L’image restera gravée dans les rétines. Djamel Belmadi, le sélectionneur de l’Algérie, en larmes, prostré face contre terre, quelques instants après la défaite des siens 2-1 face au Cameroun en éliminatoires de la Coupe du monde de football prévue au Qatar du 21 novembre au 18 décembre 2022. Le but « assassin » de Toko-Ekambi vient de faire basculer cette soirée indécise au départ dans le registre du cauchemar pour l’Algérie. On veut bien accepter le caractère impitoyable de la loi du sport, mais il ne faut souhaiter ce dénouement à personne, même pas à son pire ennemi.
Douleur lancinante
La dramaturgie de cette élimination s’est nouée avec une singulière cruauté pour le pays hôte, d’autant qu’à dix secondes de la fin du match, les Fennecs tenaient leur billet pour le Qatar. D’une tête imparable, Ahmed Touba venait de revenir au score, avec pour conséquence de donner l’avantage aux siens sur l’ensemble des deux matches. En égalisant, le buteur confirmait au passage la légende du stade de Mustapha-Tchaker de Blida, dépeint en forteresse imprenable, enfer des équipes visiteuses promises à la défaite, lieu de pouvoir où l’équipe nationale d’Algérie n’avait jamais perdu. Il n’y avait pas de raison pour que les Lions indomptables du Cameroun échappassent à un sort similaire. La joie fut de courte durée mais le goût amer de la défaite, lui, restera pour longtemps.
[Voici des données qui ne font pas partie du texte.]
PR #186, opened 2024-11-30
feat: add sam2 refiner

Erotemic:
Hooks into the `sam2` module to refine a VITAL `DetectedObjectSet`. Currently uses the bounding boxes as SAM2 prompts, gets the masks from SAM2, and then converts the masks back into what VITAL expects (masks relative to the bbox positions).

La soirée cauchemardesque a eu beau avoir lieu le 29 mars dernier, elle ne passe toujours pas. Il est des traumatismes qui résistent au temps. Certains laissent dans les têtes des marques si profondes qu’on en arrive à en transmettre l’affreux souvenir à ses petits-enfants. Tout amateur de football sait ce qu’ont dû endurer les supporters algériens à cet instant fatidique où ils ont vu la balle franchir la ligne de but gardée par le portier des Fennecs, Raïs M’Bolhi, à deux secondes de la fin du match.
Pire qu’un coup sur la tête, ce devait être une lacération qui vous déchire le cœur avant de se propager en ondes lancinantes embrasant tout le corps. Cette explosion de sens qui vous assomme littéralement, vous pousse à vous ronger les ongles au sang, à vous arracher les cheveux et à tenir des propos incohérents. L’inattendu retournement de situation fut d’autant plus douloureux qu’il est survenu alors que l’affaire était pratiquement pliée, les supporters euphoriques, la tête déjà à la fête.
Le pays est exclu du premier Mondial jamais organisé dans le monde arabe
Tomber de si haut, croire qu’on va se réveiller d’un mauvais rêve… Les Français en savent quelque chose depuis un funeste 17 novembre 1993, où leur équipe fut éliminée du Mondial américain de 1994 par la Bulgarie à la suite d’un but marqué à la 90e minute par l’inoubliable Emil Kostadinov. La victoire de l’Hexagone à la Coupe du monde de 1998 pansera les plaies, mais Kostadinov continue de hanter les nuits de beaucoup de quinquagénaires.
Il n’est pas de grand pays de football qui ne soit passé par ces moments difficiles. L’humiliation par l’Allemagne de l’équipe du Brésil lors de la Coupe du monde organisée sur son propre sol est à ranger dans la catégorie des événements traumatiques que les Sud-Américains devront transcender pour gagner de nouveau.
Pour se relever, joueurs et supporters algériens vont devoir passer à autre chose. Ce ne sera sans doute pas aisé parce que, d’ici à l’ouverture de la compétition, chaque événement en rapport avec la prochaine Coupe du monde jettera du sel sur leurs blessures, rappelant à tous que le pays est exclu du premier Mondial jamais organisé dans le monde arabe.
Ensuite, devra venir le moment de l’autocritique. Une gageure pour cette génération de Fennecs caractérisée par un excès de confiance en soi, par trop sûre de ses qualités, peu encline à se remettre en question et prompte à se trouver des excuses (la chaleur, le mauvais état des pelouses, etc.) ou à désigner des boucs émissaires (l’arbitrage). Le début de la renaissance d’une grande équipe d’Algérie commence par là.